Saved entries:

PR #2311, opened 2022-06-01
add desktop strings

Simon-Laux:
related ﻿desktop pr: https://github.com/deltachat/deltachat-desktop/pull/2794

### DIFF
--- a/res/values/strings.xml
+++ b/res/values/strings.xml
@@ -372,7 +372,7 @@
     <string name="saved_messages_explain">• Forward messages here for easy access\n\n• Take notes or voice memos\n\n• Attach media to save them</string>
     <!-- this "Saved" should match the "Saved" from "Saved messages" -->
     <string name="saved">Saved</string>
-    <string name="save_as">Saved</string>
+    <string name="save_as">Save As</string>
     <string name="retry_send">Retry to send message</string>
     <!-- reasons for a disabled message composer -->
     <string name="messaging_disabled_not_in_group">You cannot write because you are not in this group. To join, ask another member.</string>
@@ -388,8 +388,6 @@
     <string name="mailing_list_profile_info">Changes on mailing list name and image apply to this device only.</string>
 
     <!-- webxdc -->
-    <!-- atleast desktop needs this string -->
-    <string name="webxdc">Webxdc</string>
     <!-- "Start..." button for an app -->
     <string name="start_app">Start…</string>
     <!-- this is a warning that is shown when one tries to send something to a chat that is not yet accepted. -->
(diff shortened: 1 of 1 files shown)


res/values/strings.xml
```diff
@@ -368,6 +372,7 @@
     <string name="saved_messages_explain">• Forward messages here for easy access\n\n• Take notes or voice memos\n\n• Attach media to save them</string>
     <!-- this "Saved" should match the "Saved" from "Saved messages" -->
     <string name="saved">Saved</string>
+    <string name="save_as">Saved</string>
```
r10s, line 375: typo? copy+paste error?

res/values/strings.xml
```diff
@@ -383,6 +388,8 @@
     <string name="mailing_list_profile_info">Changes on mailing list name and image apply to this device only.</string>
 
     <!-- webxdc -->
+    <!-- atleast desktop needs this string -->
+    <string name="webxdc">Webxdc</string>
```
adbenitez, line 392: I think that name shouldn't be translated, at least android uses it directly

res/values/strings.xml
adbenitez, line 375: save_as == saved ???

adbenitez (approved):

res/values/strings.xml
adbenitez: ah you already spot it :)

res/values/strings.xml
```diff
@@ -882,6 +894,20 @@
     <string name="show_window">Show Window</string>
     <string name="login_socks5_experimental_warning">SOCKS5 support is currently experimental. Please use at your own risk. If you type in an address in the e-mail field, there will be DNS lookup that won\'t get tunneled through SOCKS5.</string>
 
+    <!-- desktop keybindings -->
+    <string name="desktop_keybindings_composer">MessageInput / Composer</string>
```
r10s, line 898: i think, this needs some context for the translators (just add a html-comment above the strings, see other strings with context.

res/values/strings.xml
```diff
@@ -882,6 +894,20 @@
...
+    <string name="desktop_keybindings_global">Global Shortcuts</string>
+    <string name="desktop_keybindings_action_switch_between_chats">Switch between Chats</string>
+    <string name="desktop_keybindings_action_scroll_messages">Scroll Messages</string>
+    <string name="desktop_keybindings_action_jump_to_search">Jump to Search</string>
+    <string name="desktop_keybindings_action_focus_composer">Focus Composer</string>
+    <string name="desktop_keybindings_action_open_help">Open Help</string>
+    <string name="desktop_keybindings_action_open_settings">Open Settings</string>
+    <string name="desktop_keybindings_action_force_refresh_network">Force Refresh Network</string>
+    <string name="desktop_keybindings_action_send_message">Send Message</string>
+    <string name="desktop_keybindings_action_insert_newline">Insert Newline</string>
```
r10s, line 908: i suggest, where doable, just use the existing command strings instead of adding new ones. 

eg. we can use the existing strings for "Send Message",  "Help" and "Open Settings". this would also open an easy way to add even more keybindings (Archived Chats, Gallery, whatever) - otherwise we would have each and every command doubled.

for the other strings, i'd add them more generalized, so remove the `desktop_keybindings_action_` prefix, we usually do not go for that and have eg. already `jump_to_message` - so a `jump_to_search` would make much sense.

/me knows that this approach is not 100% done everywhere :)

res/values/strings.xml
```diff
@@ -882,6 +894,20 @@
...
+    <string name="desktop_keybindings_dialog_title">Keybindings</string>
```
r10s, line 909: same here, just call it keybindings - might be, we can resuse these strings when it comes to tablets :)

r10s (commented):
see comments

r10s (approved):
* * *
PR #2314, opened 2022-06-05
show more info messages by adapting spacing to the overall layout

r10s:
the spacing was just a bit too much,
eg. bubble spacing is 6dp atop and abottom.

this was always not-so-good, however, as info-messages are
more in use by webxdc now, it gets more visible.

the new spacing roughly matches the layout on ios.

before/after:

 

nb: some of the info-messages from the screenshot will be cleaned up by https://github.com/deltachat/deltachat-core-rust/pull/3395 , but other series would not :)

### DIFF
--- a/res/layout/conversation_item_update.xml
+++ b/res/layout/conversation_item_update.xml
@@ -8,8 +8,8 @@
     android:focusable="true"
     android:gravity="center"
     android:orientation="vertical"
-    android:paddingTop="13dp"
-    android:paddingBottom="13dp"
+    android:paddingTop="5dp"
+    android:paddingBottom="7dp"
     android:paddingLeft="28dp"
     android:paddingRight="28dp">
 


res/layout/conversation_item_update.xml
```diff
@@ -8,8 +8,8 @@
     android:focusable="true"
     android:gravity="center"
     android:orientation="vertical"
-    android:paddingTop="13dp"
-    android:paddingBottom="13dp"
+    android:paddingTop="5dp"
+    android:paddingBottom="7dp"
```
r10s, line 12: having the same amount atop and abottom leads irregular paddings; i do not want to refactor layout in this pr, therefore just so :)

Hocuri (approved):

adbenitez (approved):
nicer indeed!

- [PROBLEM REQUIREMENTS]:
Using the entries above, give back exactly the line containing "PR #2311, opened 2022-06-01", the line containing "-388,8 +388,6 @@", and every line between them, and nothing else.

- [EXERCISE OUTPUT]:
PR #2311, opened 2022-06-01
add desktop strings

Simon-Laux:
related ﻿desktop pr: https://github.com/deltachat/deltachat-desktop/pull/2794

### DIFF
--- a/res/values/strings.xml
+++ b/res/values/strings.xml
@@ -372,7 +372,7 @@
     <string name="saved_messages_explain">• Forward messages here for easy access\n\n• Take notes or voice memos\n\n• Attach media to save them</string>
     <!-- this "Saved" should match the "Saved" from "Saved messages" -->
     <string name="saved">Saved</string>
-    <string name="save_as">Saved</string>
+    <string name="save_as">Save As</string>
     <string name="retry_send">Retry to send message</string>
     <!-- reasons for a disabled message composer -->
     <string name="messaging_disabled_not_in_group">You cannot write because you are not in this group. To join, ask another member.</string>
@@ -388,8 +388,6 @@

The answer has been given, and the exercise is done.